Court Rules Bible Verse Quotes Are Not Hate Speech

( – The rise of woke culture and conservative-led efforts to clamp down on its spread has led to some awkward clashes. For instance, a Utah school district recently banned the Bible in elementary and secondary schools following a complaint from a parent that the religious tome contained “vulgarity and violence.” However, the United States isn’t the only country having to deal with the rising controversy surrounding The Good Book.

On November 14, the Alliance Defending Freedom (ADF), an American Christian legal advocacy organization, issued a press release detailing a Finnish court’s decision to side with a politician accused of illegally promoting hate speech when she posted a Bible verse on her Twitter, now X, account.

In 2021, Finnish prosecutors charged former Interior Minister and current Member of Parliament (MP) Päivi Räsänen with “agitation against a minority group,” a violation of Finland’s criminal code under its section covering “war crimes and crimes against humanity.” That charge stemmed from a 2019 post that questioned her church’s sponsorship of a so-called pride parade. She also included a Bible verse in her post.

The ADF International Executive Director, Paul Coleman, noted that prosecutors repeatedly tried to get Räsänen to recant her beliefs. He explained, “She wouldn’t back down.”

Coleman recounted the severity of the prosecutor’s cross-examination, likening it to a “heresy trial” dating back to the Middle Ages. He said the government implied that the MP had “blasphemed against the dominant orthodoxies of the day” by daring to speak out against members of the LGBT community.

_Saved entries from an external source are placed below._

PR #4488, opened 2024-06-18
chore: @[simp] List.getElem?_eq_getElem

kim-em:
This is often helpful, and Mathlib doesn't mind.


semorrison:
Mathlib is remarkably unconcerned. I needed to change a few proof of deprecated (or perhaps-should-be-deprecated) theorems, but otherwise it is fine.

Despite the prosecution’s efforts, the Helsinki Court of Appeals unanimously ruled in Räsänen’s favor and dismissed all charges, siding with a district court’s 2022 ruling. The court also ordered the federal prosecutor’s office to pay thousands of dollars in legal fees incurred by the MP and a co-defendant.

Prosecutors have until January 15, 2024, to file an appeal with the Supreme Court of Finland.